START RECORDS SHOWN

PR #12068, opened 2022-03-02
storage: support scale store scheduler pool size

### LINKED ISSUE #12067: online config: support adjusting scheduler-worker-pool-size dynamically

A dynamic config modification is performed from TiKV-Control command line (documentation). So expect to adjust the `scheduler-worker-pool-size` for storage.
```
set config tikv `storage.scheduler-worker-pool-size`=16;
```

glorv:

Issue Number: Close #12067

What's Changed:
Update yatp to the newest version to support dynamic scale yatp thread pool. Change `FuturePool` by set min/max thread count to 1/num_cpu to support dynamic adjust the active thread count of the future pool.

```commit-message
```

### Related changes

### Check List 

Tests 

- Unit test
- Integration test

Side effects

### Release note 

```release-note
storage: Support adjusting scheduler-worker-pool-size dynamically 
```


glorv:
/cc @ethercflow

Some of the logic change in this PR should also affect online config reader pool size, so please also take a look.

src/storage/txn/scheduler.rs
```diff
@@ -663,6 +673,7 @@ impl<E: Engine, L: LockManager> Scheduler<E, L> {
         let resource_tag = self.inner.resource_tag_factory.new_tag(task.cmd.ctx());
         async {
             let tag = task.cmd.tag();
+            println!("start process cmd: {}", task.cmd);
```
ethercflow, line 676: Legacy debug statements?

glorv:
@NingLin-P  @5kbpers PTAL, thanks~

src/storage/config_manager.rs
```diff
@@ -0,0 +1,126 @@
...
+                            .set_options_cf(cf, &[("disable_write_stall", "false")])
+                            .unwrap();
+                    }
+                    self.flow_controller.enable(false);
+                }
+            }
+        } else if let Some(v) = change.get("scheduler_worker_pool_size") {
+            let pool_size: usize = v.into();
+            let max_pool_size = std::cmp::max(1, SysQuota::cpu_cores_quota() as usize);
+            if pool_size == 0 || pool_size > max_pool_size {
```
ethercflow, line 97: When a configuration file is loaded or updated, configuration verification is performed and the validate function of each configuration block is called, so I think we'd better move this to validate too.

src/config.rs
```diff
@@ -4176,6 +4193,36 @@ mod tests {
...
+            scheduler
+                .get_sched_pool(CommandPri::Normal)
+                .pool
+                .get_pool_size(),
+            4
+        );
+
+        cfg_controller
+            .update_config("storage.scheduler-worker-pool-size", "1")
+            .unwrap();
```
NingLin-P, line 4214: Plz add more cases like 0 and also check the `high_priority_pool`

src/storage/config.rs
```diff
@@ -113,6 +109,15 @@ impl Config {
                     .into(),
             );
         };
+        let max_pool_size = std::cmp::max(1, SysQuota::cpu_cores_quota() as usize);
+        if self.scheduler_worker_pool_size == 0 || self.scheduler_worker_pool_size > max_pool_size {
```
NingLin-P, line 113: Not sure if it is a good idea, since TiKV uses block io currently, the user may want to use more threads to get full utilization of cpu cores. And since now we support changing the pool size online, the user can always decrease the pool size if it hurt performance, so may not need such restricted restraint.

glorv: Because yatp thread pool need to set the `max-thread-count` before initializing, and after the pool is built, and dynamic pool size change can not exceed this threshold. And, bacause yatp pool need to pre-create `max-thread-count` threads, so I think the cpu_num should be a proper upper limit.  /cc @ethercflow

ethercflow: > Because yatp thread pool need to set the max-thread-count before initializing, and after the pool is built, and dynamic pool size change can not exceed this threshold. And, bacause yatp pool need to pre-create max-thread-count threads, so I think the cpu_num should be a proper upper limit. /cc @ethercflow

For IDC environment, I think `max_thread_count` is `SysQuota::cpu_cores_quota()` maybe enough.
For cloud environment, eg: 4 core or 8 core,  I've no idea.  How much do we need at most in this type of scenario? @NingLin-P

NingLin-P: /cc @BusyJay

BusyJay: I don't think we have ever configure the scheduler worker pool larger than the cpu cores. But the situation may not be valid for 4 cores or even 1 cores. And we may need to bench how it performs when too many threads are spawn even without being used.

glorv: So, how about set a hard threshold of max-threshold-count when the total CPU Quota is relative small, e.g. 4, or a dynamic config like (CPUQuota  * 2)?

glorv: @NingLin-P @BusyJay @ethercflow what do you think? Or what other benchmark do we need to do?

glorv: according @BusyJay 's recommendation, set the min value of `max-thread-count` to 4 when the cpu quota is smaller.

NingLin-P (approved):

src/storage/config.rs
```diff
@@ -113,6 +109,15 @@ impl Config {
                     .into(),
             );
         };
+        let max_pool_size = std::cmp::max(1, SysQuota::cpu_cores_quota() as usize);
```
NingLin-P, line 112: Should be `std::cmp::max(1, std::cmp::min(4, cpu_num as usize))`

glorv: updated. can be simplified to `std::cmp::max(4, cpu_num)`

END RECORDS SHOWN

AIM OF THE EXERCISE: An exact copy of all the entries above is what is needed.

WRITTEN SOLUTION:
PR #12068, opened 2022-03-02
storage: support scale store scheduler pool size

### LINKED ISSUE #12067: online config: support adjusting scheduler-worker-pool-size dynamically

A dynamic config modification is performed from TiKV-Control command line (documentation). So expect to adjust the `scheduler-worker-pool-size` for storage.
```
set config tikv `storage.scheduler-worker-pool-size`=16;
```

glorv:

Issue Number: Close #12067

What's Changed:
Update yatp to the newest version to support dynamic scale yatp thread pool. Change `FuturePool` by set min/max thread count to 1/num_cpu to support dynamic adjust the active thread count of the future pool.

```commit-message
```

### Related changes

### Check List 

Tests 

- Unit test
- Integration test

Side effects

### Release note 

```release-note
storage: Support adjusting scheduler-worker-pool-size dynamically 
```


glorv:
/cc @ethercflow

Some of the logic change in this PR should also affect online config reader pool size, so please also take a look.

src/storage/txn/scheduler.rs
```diff
@@ -663,6 +673,7 @@ impl<E: Engine, L: LockManager> Scheduler<E, L> {
         let resource_tag = self.inner.resource_tag_factory.new_tag(task.cmd.ctx());
         async {
             let tag = task.cmd.tag();
+            println!("start process cmd: {}", task.cmd);
```
ethercflow, line 676: Legacy debug statements?

glorv:
@NingLin-P  @5kbpers PTAL, thanks~

src/storage/config_manager.rs
```diff
@@ -0,0 +1,126 @@
...
+                            .set_options_cf(cf, &[("disable_write_stall", "false")])
+                            .unwrap();
+                    }
+                    self.flow_controller.enable(false);
+                }
+            }
+        } else if let Some(v) = change.get("scheduler_worker_pool_size") {
+            let pool_size: usize = v.into();
+            let max_pool_size = std::cmp::max(1, SysQuota::cpu_cores_quota() as usize);
+            if pool_size == 0 || pool_size > max_pool_size {
```
ethercflow, line 97: When a configuration file is loaded or updated, configuration verification is performed and the validate function of each configuration block is called, so I think we'd better move this to validate too.

src/config.rs
```diff
@@ -4176,6 +4193,36 @@ mod tests {
...
+            scheduler
+                .get_sched_pool(CommandPri::Normal)
+                .pool
+                .get_pool_size(),
+            4
+        );
+
+        cfg_controller
+            .update_config("storage.scheduler-worker-pool-size", "1")
+            .unwrap();
```
NingLin-P, line 4214: Plz add more cases like 0 and also check the `high_priority_pool`

src/storage/config.rs
```diff
@@ -113,6 +109,15 @@ impl Config {
                     .into(),
             );
         };
+        let max_pool_size = std::cmp::max(1, SysQuota::cpu_cores_quota() as usize);
+        if self.scheduler_worker_pool_size == 0 || self.scheduler_worker_pool_size > max_pool_size {
```
NingLin-P, line 113: Not sure if it is a good idea, since TiKV uses block io currently, the user may want to use more threads to get full utilization of cpu cores. And since now we support changing the pool size online, the user can always decrease the pool size if it hurt performance, so may not need such restricted restraint.

glorv: Because yatp thread pool need to set the `max-thread-count` before initializing, and after the pool is built, and dynamic pool size change can not exceed this threshold. And, bacause yatp pool need to pre-create `max-thread-count` threads, so I think the cpu_num should be a proper upper limit.  /cc @ethercflow

ethercflow: > Because yatp thread pool need to set the max-thread-count before initializing, and after the pool is built, and dynamic pool size change can not exceed this threshold. And, bacause yatp pool need to pre-create max-thread-count threads, so I think the cpu_num should be a proper upper limit. /cc @ethercflow

For IDC environment, I think `max_thread_count` is `SysQuota::cpu_cores_quota()` maybe enough.
For cloud environment, eg: 4 core or 8 core,  I've no idea.  How much do we need at most in this type of scenario? @NingLin-P

NingLin-P: /cc @BusyJay

BusyJay: I don't think we have ever configure the scheduler worker pool larger than the cpu cores. But the situation may not be valid for 4 cores or even 1 cores. And we may need to bench how it performs when too many threads are spawn even without being used.

glorv: So, how about set a hard threshold of max-threshold-count when the total CPU Quota is relative small, e.g. 4, or a dynamic config like (CPUQuota  * 2)?

glorv: @NingLin-P @BusyJay @ethercflow what do you think? Or what other benchmark do we need to do?

glorv: according @BusyJay 's recommendation, set the min value of `max-thread-count` to 4 when the cpu quota is smaller.

NingLin-P (approved):

src/storage/config.rs
```diff
@@ -113,6 +109,15 @@ impl Config {
                     .into(),
             );
         };
+        let max_pool_size = std::cmp::max(1, SysQuota::cpu_cores_quota() as usize);
```
NingLin-P, line 112: Should be `std::cmp::max(1, std::cmp::min(4, cpu_num as usize))`

glorv: updated. can be simplified to `std::cmp::max(4, cpu_num)`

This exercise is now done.